Ich habe einen  Athlon XP mit  Elitegroup Motherbard  K7S5A (lt. AIDA32 Systemprüfungssoftware) sowie ein AMI BIOS 09/20/01.

Nun wollte ich mir neben meiner 60GB Samsung HDD anstelle einer bisher benutzen zweiten kleineren Festplatte eine neu SAMSUNG SP 1604N Platte mit 160GB  einbauen.

Im  blauen System-Setup-Fenster stehen die Laufwerke auf AUTO Erkennung.

Beim Hochfahren zeigt mir der PC das Laufwerk als Primary Slave noch an, aber in Win98SE ist dann nichts mehr zu finden (in Explorer).

Nun erhielt ich zwar schon Tipps, ist müsse die Platte doch erst formatieren (schon klar, aber wie wenn ich sie niergends  finde?), oder es läge am alten BIOS, oder Windows 98 erkennt keine großen Platten oder ich solle einfach einen IDE Controller zusätzlich einbauen....

soweit so gut, aber was soll ich denn nun wie machen:
1.Formatieren kann ich nur, was ich auch als Laufwerk finde, oder?
2. Ein BIOS Update  wäre wahrscheinlich sinnvoll, aber wie finde ich das richtige? Mein Prüfprogramm sagte mir, ich hätte ein ECS K7S5A Motherboard, aber auf der Homepage gibt es x Updates für  K/S5...A    ...A2 .... AX .... A pro 
Welches ist das richtige?
3.  Windows Update? Wäre dies die Lösung auch ohne BIOS update?
4. IDE Controller sollte lt. Tipp 20-30 EUR kosten, wenns klappt gut, aber die im MEDIAMARKT haben nur so ein Teil für 70 EUR und dann steht noch drauf, "für Platten bis 128GB") ar wohl nichts   )

Hab ich nun irgenwie nen Denkfehler und wirklich etwas übersehen (z.B. mit der formatierung) oder wen hat nan guten Tipp wies weitergehen kann?

Wäre Super 

Chris


----------



## Xaicon (28. August 2003)

Also wenn das Bios die Festplatte findet, kannst Du Dir das Biosupdate wohl sparen.
Ich nehm schwer an es liegt an Win98...
Versuch mal mit "partition magic" die Patte neu zu Formatieren und achte darauf dass diese auf Dateisystem FAT32 läuft. nicht NTFS da Win98 dies nicht unterstützt. (partition magic müsste die HDD eigendlich finden)
Win 98 kann zwar Platten mit 160GB unterstützen, nur hört man oft von Problemen dieser Art. in dem Fall verweis ich auf das Orakel

Oder hol dir XP und kovertier die Platte auf NTFS, das hat nur vorteile


----------



## dfd1 (29. August 2003)

1. Formatieren kannst du nur, wenn du die HD Partitioniert hast. z.B. mit der Win98 Startdiskette oder PartitionMagic oder anderen Programmen.
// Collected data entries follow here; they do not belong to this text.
PR #161, opened 2021-08-27
device_names -> peer_names, additions of more stats

SuryyaKrJana:


result/bgpv4.yaml
```diff
@@ -24,35 +24,89 @@ components:
...
           description: >-
-            Session state as up or down
+            Session state as up or down.
           type: string
           enum: [up, down]
-        routes_advertised:
+        flap_count:
           description: >-
-            Number of advertised routes sent
+            Number of times the session went from Up to Down state.
```
ashutshkumr, line 63: Should be rephrased as: Number of times session_state changed from up to down.

result/bgpv6.yaml
```diff
@@ -25,34 +25,89 @@ components:
...
           description: >-
-            Session state as up or down
+            Session state as up or down.
           type: string
           enum: [up, down]
-        routes_advertised:
+        flap_count:
           description: >-
-            Number of advertised routes sent
+            Number of times the session went from Up to Down state.
```
ashutshkumr, line 64: Should be rephrased as: Number of times session_state changed from up to down.

result/bgpv4.yaml
```diff
@@ -24,35 +24,89 @@ components:
...
       properties:
         name:
           description: >-
-            The name of a configured BGPv4 device.
+            The name of a configured BGPv4 peer.
           type: string
         session_state:
           description: >-
-            Session state as up or down
+            Session state as up or down.
```
ashutshkumr, line 58: Since we're on it, I think it would be useful to provide more details on what `up` or `down` stands for here.

i.e. my understanding is `up` refers to `Established` state, and `down` refers to others. we of course, might need to rephrase a little more.

result/bgpv4.yaml
SuryyaKrJana: we can but ideally comments should not dependent on variable/function name.

result/bgpv6.yaml
SuryyaKrJana: we can but ideally comments should not dependent on variable/function name.

result/bgpv4.yaml
SuryyaKrJana: yes. we can

result/bgpv4.yaml
```diff
@@ -24,35 +24,89 @@ components:
...
             type: string
             enum:
               - session_state
-              - routes_advertised
-              - routes_withdrawn
+              - flap_count
+              - routes_sent
+              - routes_received
+              - route_withdraws_sent
+              - route_withdraws_received
```
ashutshkumr, line 37: is there a difference between `routes_sent` and `route_advertisements_sent` ?

if latter is more appropriate, then we should be consistent with naming; route_<plural noun>_<sent/received>
- route_advertisements_sent
- route_advertisements_received
- route_withdrawals_sent
- route_withdrawals_received

result/bgpv4.yaml
```diff
@@ -24,35 +24,89 @@ components:
...
+              - opens_received
+              - keepalives_sent
+              - keepalives_received
+              - notifications_sent
+              - notifications_received
 
     Bgpv4.Metric:
       description: >-
-        BGPv4 Router statistics and learned routing information
+        BGPv4 per peer statistics information.
```
ashutshkumr, line 49: Rephrase to: Per peer metrics for BGPv4.
This needs to be fixed for BGPv6 too.

Please remove all occurrences of `statistics` and `information`

ashutshkumr (changes requested):

result/bgpv4.yaml
ashutshkumr: I'm sorry, I didn't understand this part.

I'm actually asking here to refer to actual variable name (`session_state`) and its actual values (`up` or `down`).

result/bgpv4.yaml
```diff
@@ -24,35 +24,89 @@ components:
...
-            The name of the BGPv4 device cannot be excluded.
+            any result_groups. The name of the BGPv4 peer cannot be excluded.
           type: array
           items:
             type: string
             enum:
               - session_state
-              - routes_advertised
-              - routes_withdrawn
+              - flap_count
```
ashutshkumr, line 33: in future, will we ever have something to count route flaps (instead of session flaps) ?

If so, I think calling this `session_flaps` makes more sense.

SuryyaKrJana: No plan to add route flap count for now. We will only count session flaps and "session_flap_count" is more self explantory name.

result/bgpv4.yaml
SuryyaKrJana: Second does not look right due to confusion between routes_withdrawn and routes_removed/deleted. First one is closer to what we want but routes_sent feels more appropriate since "advertisements" and "sent" have similar meaning. Hence the short name is better.

result/bgpv4.yaml
SuryyaKrJana: We feel statistics is more generic term to state about current status of a peer.

result/bgpv4.yaml
SuryyaKrJana: Every description should be indeppendent of others as far possible.

ashutshkumr (approved):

Unter Win98 Systemsteuerung mal nach einer PC-Verwaltung suchen. Ich weiss nicht mehr, ob es das überhaubt gibt, und in welcher Form. Vieleicht kannst du sogar vom System selber Partitionieren. Aber da kann ich dann nicht mehr helfen.

BTW: Für so grosse HDs ist das FAT32 Dateisystem nicht mehr ganz so empfehlenswert. Falls du genug Geld hast, kauf dir doch mal WinXP und formatiere deine HDs mit dem NTFS-Dateisystem, welches Win98 nicht unterstützt.


----------